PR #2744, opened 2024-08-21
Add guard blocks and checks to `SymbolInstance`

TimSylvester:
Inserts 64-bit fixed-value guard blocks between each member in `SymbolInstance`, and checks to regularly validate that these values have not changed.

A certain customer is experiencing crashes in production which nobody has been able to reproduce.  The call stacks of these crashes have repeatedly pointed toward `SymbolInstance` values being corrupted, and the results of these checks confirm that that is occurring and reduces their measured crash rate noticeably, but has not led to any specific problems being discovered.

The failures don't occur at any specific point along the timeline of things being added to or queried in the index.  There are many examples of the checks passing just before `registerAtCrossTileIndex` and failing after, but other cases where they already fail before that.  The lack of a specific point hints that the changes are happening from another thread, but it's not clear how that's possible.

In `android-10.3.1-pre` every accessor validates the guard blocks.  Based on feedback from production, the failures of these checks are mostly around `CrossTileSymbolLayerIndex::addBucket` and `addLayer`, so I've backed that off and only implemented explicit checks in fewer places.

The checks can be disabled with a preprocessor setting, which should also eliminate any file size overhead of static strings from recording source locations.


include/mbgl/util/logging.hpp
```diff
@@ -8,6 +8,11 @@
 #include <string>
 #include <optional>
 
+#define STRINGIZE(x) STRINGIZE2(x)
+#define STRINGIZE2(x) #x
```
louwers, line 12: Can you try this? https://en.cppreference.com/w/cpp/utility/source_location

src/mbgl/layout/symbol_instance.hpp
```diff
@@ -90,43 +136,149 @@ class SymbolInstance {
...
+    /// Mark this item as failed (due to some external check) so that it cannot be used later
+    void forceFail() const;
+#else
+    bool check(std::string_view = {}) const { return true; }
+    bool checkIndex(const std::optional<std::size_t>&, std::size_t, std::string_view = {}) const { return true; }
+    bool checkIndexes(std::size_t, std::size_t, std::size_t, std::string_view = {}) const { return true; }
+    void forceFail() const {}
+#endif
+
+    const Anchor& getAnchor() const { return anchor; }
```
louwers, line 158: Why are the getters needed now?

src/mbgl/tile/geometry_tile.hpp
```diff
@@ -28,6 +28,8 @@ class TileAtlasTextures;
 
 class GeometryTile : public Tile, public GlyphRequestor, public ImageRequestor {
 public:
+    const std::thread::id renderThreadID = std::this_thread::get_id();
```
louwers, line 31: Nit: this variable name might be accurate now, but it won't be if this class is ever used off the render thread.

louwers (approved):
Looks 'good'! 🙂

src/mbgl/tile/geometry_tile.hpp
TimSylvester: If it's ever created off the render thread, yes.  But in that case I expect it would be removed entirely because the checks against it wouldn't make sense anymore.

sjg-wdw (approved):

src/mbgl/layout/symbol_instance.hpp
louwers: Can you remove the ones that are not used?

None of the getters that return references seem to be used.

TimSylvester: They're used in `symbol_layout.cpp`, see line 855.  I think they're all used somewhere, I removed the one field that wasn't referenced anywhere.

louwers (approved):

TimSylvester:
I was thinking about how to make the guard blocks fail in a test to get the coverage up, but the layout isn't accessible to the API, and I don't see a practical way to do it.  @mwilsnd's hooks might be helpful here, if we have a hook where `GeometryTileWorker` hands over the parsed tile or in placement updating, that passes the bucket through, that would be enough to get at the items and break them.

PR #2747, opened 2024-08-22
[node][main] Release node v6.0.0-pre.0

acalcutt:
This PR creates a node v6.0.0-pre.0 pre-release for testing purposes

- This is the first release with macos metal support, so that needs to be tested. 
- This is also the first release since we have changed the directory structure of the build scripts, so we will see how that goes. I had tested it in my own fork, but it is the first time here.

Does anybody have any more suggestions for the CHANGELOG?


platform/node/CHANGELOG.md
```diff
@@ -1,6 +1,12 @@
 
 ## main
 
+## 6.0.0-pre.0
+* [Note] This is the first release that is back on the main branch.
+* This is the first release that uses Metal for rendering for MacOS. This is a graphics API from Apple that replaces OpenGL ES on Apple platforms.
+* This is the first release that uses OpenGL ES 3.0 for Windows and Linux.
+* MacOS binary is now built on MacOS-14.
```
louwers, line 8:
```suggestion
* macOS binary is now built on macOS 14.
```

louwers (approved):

> Work item
Reproduce the records above exactly, from the first line through the line containing "Inserts 64-bit fixed-value", and output nothing else.

> Solution to the exercise
PR #2744, opened 2024-08-21
Add guard blocks and checks to `SymbolInstance`

TimSylvester:
Inserts 64-bit fixed-value guard blocks between each member in `SymbolInstance`, and checks to regularly validate that these values have not changed.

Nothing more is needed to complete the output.